The Reserve Bank of India (RBI) has issued a holistic framework to govern the rapidly expanding use of models (including AI/ML and third-party systems) across financial institutions. Recognising the financial, operational, compliance, and reputational risks of flawed models, the guidance mandates a robust Model Risk Management Framework (MRMF), strict lifecycle governance, independent validation, and enhanced controls specifically for Artificial Intelligence and external vendor models.
1. Applicable Entities
The draft Guidance is strictly applicable to the following Regulated Entities (REs):
2. Specific Changes Required & Management Action Plans
A. Governance & Model Risk Management Framework (MRMF)
Specific Changes Required:
- Implementation of a formal, Board-approved MRMF covering all models (internal, third-party, and AI/ML).
- Strict demarcation of the Three Lines of Defence (Model Owners, Independent Validation, Internal Audit).
- Risk Management Committee of the Board (RMCB) must directly approve deployment of “high-risk” tiered models and review tiering reports annually.
Management Action Plan:
- Draft a comprehensive MRMF policy document to be presented to the Board by Q3 2026.
- Restructure internal teams to ensure the validation function is completely independent of the model development and business usage functions.
- Update the RMCB’s charter to include mandatory review of model validation reports and high-risk model deployment approvals.
B. Risk-Based Model Tiering & Inventory Management
Specific Changes Required:
- Establishment of a composite risk tiering system based on materiality, complexity, and operational impact.
- Creation of a centralized inventory for all active, inactive, under-development, and decommissioned models.
- Decommissioned models must remain in the inventory/documentation for a minimum of 10 years.
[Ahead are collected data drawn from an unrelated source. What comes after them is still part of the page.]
PR #105, opened 2021-01-29
Add two missing fields to package.json

emmiegit:
npm warns about those two fields not existing, so here's a PR to add them. Minor change.

### DIFF
--- a/web/package.json
+++ b/web/package.json
@@ -1,5 +1,7 @@
 {
     "name": "wikijump",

- Broadened definition of a “model” to include algorithms, decision rules, and complex spreadsheets.
Management Action Plan:
- Conduct an enterprise-wide “Model Discovery” audit to identify all computational tools, including complex Excel macros used for pricing.
- Develop a tiering scorecard (e.g., Tier 1: High, Tier 2: Medium, Tier 3: Low) preventing low complexity from diluting high materiality scores.
- Procure or develop a centralized IT Model Inventory system with 10-year data retention capabilities.
C. Third-Party Model Accountability
Specific Changes Required:
- The RE remains fully accountable for outcomes of outsourced/third-party models.
- Mandatory independent validation by the RE, regardless of any assurances or certificates provided by the vendor.
- Contractual agreements must include audit rights for the RE and the RBI, plus access to minimum technical documentation of the model’s logic.
Management Action Plan:
- Initiate a legal review of all existing contracts with third-party model providers (e.g., credit bureaus, SaaS fraud detection platforms).
- Renegotiate vendor MSAs to insert “right to audit” clauses and demand access to technical design documentation.
- Design a framework to internally test and validate third-party API outputs (back-testing against RE’s historical data).
D. AI / ML Model Risk & Human Oversight
Specific Changes Required:
- Implementation of specific controls for AI hallucinations, output bias, and fairness assessments.
- Establishment of strict Explainability (XAI) thresholds. If full explainability isn’t possible, massive compensating controls are required.
- “Human-in-command” arrangements (human-in/on-the-loop) and kill-switch mechanisms for automated AI decisions.
- Specific cybersecurity controls for AI interfaces (e.g., against prompt injection attacks).
- Mandatory disclosure to users when they are interacting with AI, with an option to escalate to a human.
Management Action Plan:
- Conduct a bias and fairness audit on all existing machine learning models used for credit sanctioning and customer targeting.
- Update AI chatbot UI/UX to include clear AI disclaimers and a prominent “Speak to a Human Agent” button.
- Deploy cybersecurity firewalls specifically designed to detect and block adversarial inputs and prompt injections in Generative AI tools.
- Establish manual review protocols where a human officer randomly samples and overrides AI-generated credit rejections.
Immediate Next Steps for Compliance
The RBI has invited public comments by July 24, 2026. Management teams must immediately form a cross-functional Model Risk Steering Committee (comprising Risk, IT, Legal, and Business lines) to assess current gaps against this draft guidance and submit structural feedback to the RBI Operational Risk Group.